**PROBLEM TO SOLVE**. Repeat exactly the lines below that lie between the line with "(diff shortened: 1 of 2 files shown)" and the line with "Hey @klobuczek", counting both of those lines as part of the answer.
== Segment start ==
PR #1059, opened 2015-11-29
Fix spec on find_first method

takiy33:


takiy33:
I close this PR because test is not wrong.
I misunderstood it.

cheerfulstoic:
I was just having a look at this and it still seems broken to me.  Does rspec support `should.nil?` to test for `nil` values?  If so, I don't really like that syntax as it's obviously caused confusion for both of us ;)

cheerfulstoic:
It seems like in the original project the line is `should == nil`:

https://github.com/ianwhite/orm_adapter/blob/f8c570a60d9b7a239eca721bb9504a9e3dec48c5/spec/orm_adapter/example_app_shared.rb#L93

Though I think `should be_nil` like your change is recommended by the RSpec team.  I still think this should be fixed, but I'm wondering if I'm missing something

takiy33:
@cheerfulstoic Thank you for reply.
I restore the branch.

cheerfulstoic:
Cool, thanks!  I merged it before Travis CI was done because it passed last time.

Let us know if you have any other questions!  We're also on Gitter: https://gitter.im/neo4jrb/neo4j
== Segment end ==
== Segment start ==
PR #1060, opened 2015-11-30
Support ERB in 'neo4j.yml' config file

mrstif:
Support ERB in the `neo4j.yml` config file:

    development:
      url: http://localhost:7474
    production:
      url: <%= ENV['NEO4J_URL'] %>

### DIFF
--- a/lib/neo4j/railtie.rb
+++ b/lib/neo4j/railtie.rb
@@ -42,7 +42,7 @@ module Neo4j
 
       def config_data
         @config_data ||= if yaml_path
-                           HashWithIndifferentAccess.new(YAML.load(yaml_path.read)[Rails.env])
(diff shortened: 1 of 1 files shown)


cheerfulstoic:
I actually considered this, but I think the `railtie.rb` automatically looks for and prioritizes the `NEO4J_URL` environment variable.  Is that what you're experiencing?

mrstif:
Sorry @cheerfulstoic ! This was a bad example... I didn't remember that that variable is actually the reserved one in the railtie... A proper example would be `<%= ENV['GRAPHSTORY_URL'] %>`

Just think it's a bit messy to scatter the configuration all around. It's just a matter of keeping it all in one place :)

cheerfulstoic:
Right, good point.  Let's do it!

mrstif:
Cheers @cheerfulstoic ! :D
== Segment end ==
== Segment start ==
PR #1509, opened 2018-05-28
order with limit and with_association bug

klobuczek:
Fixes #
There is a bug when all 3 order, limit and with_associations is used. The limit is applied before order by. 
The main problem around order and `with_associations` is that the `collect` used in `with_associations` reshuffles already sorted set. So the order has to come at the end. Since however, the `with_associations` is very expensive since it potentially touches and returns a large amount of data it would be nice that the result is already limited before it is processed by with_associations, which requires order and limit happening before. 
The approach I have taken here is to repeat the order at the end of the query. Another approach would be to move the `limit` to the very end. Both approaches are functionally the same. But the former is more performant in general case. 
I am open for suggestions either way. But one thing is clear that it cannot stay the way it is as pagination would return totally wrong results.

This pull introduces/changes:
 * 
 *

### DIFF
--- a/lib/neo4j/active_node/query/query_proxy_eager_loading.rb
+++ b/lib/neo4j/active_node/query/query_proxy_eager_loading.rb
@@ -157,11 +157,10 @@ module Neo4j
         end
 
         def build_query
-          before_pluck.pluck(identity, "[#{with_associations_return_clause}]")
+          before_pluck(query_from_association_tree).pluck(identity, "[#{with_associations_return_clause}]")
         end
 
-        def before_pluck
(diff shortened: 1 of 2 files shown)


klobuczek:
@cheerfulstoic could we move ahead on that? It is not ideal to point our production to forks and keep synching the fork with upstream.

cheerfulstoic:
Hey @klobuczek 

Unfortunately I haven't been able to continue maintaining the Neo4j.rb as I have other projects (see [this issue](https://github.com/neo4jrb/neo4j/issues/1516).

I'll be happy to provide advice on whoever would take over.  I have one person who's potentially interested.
== Segment end ==
**RESULT**.
(diff shortened: 1 of 2 files shown)


klobuczek:
@cheerfulstoic could we move ahead on that? It is not ideal to point our production to forks and keep synching the fork with upstream.

cheerfulstoic:
Hey @klobuczek 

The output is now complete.